PR #2320, opened 2025-08-17
Improved spring boot docs and added test suites for Spring + KAPT and Spring + KSP

altro3:


altro3:
Merge it after #2311 and #2307!

src/main/docs/guide/micronautOpenApiAnnotations/openApiRequest.adoc
```diff
@@ -0,0 +1,73 @@
+Annotation api:openapi.annotation.OpenAPIRequest[] can be used as alternative to *io.micronaut.http.annotation.RequestBean* to mark parameter as wrapped request details. It useful, when you haven't micronaut-http in dependencies. For example, when you use micronaut-openapi with spring-boot application.
```
graemerocher, line 1: describe what dependency is needed on the path for this. It can't be the `openapi` module since that will pull in all the processing dependencies

src/main/docs/guide/micronautOpenApiAnnotations/openApiRequest.adoc
```diff
@@ -0,0 +1,73 @@
...
+
+.Example of using `@OpenAPIRequest` annotation with a Spring Boot application
+[source,java]
+----
+@RestController
+@RequestMapping("/my-api")
+public class MyController {
```
graemerocher: this should be an include pulled from sources with a kotlin example

graemerocher (changes requested):

src/main/docs/guide/micronautOpenApiAnnotations/openApiRequest.adoc
altro3: Could you be more specific about what needs to be fixed? I didn't understand what needs to be added.

src/main/docs/guide/micronautOpenApiAnnotations/openApiRequest.adoc
altro3: How can I make it so that there are examples from Kotlin and Java at the same time?

src/main/docs/guide/micronautOpenApiAnnotations/openApiRequest.adoc
graemerocher: In order for the user to reference `@OpenAPIRequest` they would need a module on the class path. I assume it is this module https://github.com/micronaut-projects/micronaut-openapi/tree/6.18.x/openapi-annotations

this is not mentioned anywhere

src/main/docs/guide/micronautOpenApiAnnotations/openApiRequest.adoc
graemerocher: Using the `snippet:` macro. See examples in the documentation of our other projects.

altro3: fixed

src/main/docs/guide/micronautOpenApiAnnotations/openApiRequest.adoc
altro3: I looked at the documentation again: information regarding the mcironaut-openapi-annotations dependency is here:

https://github.com/micronaut-projects/micronaut-openapi/blob/6.18.x/src/main/docs/guide/micronautOpenApiAnnotations.adoc

altro3:
@graemerocher Also I've added another one change:

{99B13458-2904-4635-98B3-11E58F969B99}

These 3 libraries are necessary for correct work with Spring Boot. These 3 libraries are in any case in the classpath of any application on Micronaut. But if we add them as dependencies to micronaut-openapi-annotations - this will simplify the connection to the application on Spring Boot, i.e. for correct work it will be enough to add only:
```kotlin
compileOnly("io.micronaut.openapi:micronaut-openapi-annotations")
```

graemerocher:
you cannot use `*` with excludes on dependencies when building a library. Only explicit excludes for each transitive will work.

altro3:
fixed

{EA5CD630-896F-449D-9544-D15E65C8564A}

graemerocher (approved):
##############################
# Work to be completed
Write the material out again in full, leaving no line out.

# Task solution
PR #2320, opened 2025-08-17
Improved spring boot docs and added test suites for Spring + KAPT and Spring + KSP

altro3:


altro3:
Merge it after #2311 and #2307!

src/main/docs/guide/micronautOpenApiAnnotations/openApiRequest.adoc
```diff
@@ -0,0 +1,73 @@
+Annotation api:openapi.annotation.OpenAPIRequest[] can be used as alternative to *io.micronaut.http.annotation.RequestBean* to mark parameter as wrapped request details. It useful, when you haven't micronaut-http in dependencies. For example, when you use micronaut-openapi with spring-boot application.
```
graemerocher, line 1: describe what dependency is needed on the path for this. It can't be the `openapi` module since that will pull in all the processing dependencies

src/main/docs/guide/micronautOpenApiAnnotations/openApiRequest.adoc
```diff
@@ -0,0 +1,73 @@
...
+
+.Example of using `@OpenAPIRequest` annotation with a Spring Boot application
+[source,java]
+----
+@RestController
+@RequestMapping("/my-api")
+public class MyController {
```
graemerocher: this should be an include pulled from sources with a kotlin example

graemerocher (changes requested):

src/main/docs/guide/micronautOpenApiAnnotations/openApiRequest.adoc
altro3: Could you be more specific about what needs to be fixed? I didn't understand what needs to be added.

src/main/docs/guide/micronautOpenApiAnnotations/openApiRequest.adoc
altro3: How can I make it so that there are examples from Kotlin and Java at the same time?

src/main/docs/guide/micronautOpenApiAnnotations/openApiRequest.adoc
graemerocher: In order for the user to reference `@OpenAPIRequest` they would need a module on the class path. I assume it is this module https://github.com/micronaut-projects/micronaut-openapi/tree/6.18.x/openapi-annotations

this is not mentioned anywhere

src/main/docs/guide/micronautOpenApiAnnotations/openApiRequest.adoc
graemerocher: Using the `snippet:` macro. See examples in the documentation of our other projects.

altro3: fixed

src/main/docs/guide/micronautOpenApiAnnotations/openApiRequest.adoc
altro3: I looked at the documentation again: information regarding the mcironaut-openapi-annotations dependency is here:

https://github.com/micronaut-projects/micronaut-openapi/blob/6.18.x/src/main/docs/guide/micronautOpenApiAnnotations.adoc

altro3:
@graemerocher Also I've added another one change:

{99B13458-2904-4635-98B3-11E58F969B99}

These 3 libraries are necessary for correct work with Spring Boot. These 3 libraries are in any case in the classpath of any application on Micronaut. But if we add them as dependencies to micronaut-openapi-annotations - this will simplify the connection to the application on Spring Boot, i.e. for correct work it will be enough to add only:
```kotlin
compileOnly("io.micronaut.openapi:micronaut-openapi-annotations")
```

graemerocher:
you cannot use `*` with excludes on dependencies when building a library. Only explicit excludes for each transitive will work.

altro3:
fixed

{EA5CD630-896F-449D-9544-D15E65C8564A}

graemerocher (approved):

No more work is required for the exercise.